[Provided entries]

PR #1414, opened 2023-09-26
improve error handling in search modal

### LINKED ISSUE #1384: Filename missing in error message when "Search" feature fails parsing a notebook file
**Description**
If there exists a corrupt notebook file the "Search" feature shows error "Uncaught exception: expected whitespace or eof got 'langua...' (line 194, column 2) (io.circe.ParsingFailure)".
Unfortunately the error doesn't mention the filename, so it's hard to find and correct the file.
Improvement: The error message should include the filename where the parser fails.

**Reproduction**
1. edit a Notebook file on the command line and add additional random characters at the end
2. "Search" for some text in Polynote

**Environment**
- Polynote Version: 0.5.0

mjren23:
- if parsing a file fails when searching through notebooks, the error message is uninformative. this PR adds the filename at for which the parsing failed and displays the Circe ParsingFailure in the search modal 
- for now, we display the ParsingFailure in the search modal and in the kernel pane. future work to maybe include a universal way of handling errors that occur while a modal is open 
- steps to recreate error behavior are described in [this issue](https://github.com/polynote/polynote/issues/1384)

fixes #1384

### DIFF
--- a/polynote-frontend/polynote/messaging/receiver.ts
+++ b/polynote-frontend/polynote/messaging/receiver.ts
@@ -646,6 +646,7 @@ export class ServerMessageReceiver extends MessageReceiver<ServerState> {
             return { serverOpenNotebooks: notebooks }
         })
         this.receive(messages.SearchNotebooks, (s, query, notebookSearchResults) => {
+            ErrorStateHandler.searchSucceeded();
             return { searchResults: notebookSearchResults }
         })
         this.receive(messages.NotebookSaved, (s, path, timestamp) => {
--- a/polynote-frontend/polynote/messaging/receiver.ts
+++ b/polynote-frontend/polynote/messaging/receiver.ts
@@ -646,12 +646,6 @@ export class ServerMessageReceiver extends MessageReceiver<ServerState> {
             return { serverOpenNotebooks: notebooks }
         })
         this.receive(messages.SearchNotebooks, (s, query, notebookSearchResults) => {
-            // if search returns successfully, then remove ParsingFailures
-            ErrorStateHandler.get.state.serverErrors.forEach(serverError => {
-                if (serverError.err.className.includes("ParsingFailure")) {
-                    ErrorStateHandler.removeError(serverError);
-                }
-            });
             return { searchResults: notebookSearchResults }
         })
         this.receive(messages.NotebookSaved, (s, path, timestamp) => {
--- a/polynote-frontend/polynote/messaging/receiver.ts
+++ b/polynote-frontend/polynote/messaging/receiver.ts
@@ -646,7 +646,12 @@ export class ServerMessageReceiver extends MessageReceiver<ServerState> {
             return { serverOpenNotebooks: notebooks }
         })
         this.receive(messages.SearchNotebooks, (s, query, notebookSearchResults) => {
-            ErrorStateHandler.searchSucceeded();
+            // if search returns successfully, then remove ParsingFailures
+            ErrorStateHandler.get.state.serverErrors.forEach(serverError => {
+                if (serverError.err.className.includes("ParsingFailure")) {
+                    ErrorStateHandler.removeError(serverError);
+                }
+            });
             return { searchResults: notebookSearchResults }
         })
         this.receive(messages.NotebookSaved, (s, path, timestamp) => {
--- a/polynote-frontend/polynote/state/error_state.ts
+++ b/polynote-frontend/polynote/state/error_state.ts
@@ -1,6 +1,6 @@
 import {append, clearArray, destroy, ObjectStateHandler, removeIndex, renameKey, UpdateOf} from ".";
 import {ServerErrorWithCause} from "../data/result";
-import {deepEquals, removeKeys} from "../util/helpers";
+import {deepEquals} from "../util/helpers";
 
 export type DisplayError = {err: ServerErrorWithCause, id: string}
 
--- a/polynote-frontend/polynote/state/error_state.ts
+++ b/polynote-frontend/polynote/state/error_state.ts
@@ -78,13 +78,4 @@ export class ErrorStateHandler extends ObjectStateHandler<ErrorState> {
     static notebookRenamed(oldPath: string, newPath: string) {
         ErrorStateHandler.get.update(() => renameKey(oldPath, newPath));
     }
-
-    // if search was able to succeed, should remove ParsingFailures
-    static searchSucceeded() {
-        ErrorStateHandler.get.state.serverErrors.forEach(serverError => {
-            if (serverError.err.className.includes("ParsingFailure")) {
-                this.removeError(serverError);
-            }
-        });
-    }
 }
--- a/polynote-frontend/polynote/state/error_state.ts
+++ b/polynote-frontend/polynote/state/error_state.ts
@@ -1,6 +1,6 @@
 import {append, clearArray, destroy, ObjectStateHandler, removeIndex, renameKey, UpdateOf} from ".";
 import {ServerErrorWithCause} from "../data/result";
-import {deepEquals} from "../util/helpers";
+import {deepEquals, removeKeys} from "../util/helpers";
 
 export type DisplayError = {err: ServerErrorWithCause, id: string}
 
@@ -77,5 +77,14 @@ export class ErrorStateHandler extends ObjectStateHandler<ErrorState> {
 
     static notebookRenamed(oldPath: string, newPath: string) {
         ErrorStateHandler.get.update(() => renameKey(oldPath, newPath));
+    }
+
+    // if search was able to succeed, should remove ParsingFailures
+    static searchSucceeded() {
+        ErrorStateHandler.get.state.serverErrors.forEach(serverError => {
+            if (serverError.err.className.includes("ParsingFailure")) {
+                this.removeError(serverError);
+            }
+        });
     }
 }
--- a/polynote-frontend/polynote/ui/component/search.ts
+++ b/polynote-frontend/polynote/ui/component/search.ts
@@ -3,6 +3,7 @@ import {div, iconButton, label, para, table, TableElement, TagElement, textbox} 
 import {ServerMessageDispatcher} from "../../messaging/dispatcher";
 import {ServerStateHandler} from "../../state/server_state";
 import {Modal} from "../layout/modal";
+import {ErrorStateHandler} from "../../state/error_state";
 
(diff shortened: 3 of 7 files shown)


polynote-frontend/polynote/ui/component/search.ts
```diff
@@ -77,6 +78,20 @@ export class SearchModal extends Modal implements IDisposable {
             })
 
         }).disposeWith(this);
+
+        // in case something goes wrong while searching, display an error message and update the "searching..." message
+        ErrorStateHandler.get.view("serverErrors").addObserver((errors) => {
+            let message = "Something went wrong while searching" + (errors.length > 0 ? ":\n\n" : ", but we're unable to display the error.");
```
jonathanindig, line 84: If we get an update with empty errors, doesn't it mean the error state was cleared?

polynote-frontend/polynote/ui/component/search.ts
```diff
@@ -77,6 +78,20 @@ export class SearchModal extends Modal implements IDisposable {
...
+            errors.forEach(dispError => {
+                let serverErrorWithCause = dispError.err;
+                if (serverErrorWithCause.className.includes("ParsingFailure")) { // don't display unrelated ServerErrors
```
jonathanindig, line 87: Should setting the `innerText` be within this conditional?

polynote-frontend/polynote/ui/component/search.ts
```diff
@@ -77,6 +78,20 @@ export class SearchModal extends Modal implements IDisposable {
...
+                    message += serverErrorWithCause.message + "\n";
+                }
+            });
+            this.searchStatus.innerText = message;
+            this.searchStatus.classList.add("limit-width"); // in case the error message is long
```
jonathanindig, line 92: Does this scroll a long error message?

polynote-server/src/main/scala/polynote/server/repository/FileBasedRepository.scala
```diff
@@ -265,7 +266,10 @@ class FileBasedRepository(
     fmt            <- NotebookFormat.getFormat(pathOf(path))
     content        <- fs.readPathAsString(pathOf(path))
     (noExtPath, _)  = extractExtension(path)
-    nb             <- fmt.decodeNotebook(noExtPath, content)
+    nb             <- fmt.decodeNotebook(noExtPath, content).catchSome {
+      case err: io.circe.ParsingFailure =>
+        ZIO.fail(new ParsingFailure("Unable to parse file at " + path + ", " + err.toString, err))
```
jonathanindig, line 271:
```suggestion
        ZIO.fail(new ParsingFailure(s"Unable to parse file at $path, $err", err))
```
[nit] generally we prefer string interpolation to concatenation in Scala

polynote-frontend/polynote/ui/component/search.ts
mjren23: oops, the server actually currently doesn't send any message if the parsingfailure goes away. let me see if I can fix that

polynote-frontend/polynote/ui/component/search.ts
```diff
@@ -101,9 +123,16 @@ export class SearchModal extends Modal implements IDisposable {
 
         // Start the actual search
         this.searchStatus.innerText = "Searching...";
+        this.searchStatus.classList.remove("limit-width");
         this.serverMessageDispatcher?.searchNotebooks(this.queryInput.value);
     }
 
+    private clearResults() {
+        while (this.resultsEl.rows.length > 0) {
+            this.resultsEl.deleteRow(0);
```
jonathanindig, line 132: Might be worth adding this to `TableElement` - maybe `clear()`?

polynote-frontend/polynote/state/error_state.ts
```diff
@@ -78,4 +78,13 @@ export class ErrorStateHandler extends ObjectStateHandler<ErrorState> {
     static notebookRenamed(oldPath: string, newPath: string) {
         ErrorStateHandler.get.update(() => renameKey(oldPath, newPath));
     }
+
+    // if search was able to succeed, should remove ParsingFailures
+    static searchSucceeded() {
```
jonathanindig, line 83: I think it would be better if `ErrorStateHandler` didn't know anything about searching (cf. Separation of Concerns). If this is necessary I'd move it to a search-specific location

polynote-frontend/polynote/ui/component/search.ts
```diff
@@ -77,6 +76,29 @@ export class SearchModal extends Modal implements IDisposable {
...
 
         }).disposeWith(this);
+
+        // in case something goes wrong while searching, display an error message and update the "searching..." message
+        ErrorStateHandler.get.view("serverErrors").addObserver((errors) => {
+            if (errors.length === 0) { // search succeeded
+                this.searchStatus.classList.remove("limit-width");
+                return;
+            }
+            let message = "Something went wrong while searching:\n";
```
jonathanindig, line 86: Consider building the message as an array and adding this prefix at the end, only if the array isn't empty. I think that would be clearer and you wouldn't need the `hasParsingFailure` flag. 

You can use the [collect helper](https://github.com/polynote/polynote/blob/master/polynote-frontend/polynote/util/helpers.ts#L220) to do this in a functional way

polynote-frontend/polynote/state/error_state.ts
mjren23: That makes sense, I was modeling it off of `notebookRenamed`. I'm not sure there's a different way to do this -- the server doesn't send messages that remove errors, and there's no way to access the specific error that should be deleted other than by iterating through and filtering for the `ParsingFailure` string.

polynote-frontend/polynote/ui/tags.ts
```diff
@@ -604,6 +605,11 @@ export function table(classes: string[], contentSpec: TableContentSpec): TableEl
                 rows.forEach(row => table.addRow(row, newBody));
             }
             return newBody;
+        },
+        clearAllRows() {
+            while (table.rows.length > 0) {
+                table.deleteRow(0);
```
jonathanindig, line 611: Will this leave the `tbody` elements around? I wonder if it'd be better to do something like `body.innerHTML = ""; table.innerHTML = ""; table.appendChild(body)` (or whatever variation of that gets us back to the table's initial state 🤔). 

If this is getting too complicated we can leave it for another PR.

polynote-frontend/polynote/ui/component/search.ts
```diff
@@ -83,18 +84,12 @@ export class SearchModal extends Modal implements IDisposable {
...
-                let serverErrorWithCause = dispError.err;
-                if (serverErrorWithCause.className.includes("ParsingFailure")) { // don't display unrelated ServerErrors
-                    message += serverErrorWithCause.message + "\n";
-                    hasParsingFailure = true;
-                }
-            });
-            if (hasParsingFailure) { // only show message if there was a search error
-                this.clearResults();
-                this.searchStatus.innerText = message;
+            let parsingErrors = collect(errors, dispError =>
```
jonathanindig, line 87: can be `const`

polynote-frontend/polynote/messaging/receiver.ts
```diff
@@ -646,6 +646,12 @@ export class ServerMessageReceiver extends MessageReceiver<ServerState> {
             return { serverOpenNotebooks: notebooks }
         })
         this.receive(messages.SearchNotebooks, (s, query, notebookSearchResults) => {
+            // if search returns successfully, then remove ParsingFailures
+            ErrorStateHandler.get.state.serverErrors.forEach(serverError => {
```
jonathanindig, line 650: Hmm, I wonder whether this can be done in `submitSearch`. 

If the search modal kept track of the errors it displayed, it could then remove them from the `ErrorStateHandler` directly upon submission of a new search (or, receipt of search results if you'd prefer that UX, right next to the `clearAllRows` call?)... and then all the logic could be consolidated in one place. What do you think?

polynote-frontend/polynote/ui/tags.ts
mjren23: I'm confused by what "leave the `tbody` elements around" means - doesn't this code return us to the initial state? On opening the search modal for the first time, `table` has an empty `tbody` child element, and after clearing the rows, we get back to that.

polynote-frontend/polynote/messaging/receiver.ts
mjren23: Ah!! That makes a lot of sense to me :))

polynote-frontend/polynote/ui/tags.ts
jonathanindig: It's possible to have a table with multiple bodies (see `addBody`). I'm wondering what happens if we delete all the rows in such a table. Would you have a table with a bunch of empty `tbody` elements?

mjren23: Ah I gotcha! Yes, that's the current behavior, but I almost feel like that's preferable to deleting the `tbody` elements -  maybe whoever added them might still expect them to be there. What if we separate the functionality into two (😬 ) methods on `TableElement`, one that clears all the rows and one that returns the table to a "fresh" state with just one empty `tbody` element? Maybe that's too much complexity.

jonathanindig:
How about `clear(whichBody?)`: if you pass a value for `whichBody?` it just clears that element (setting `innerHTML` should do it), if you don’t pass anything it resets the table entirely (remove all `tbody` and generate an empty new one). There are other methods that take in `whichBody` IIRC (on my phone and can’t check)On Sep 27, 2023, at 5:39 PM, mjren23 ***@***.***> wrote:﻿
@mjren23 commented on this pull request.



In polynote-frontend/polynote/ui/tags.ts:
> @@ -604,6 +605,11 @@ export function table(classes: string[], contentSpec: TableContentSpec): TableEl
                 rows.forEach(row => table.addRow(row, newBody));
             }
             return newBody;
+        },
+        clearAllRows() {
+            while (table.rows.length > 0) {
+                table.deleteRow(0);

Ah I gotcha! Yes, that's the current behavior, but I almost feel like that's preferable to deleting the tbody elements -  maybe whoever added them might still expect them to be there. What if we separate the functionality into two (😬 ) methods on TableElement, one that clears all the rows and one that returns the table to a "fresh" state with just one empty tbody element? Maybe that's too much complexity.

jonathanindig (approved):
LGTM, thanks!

[Task to carry out] Copy each line above that contains the word "innerText".

[Solution to the exercise]
jonathanindig, line 87: Should setting the `innerText` be within this conditional?
+            this.searchStatus.innerText = message;
         this.searchStatus.innerText = "Searching...";
-                this.searchStatus.innerText = message;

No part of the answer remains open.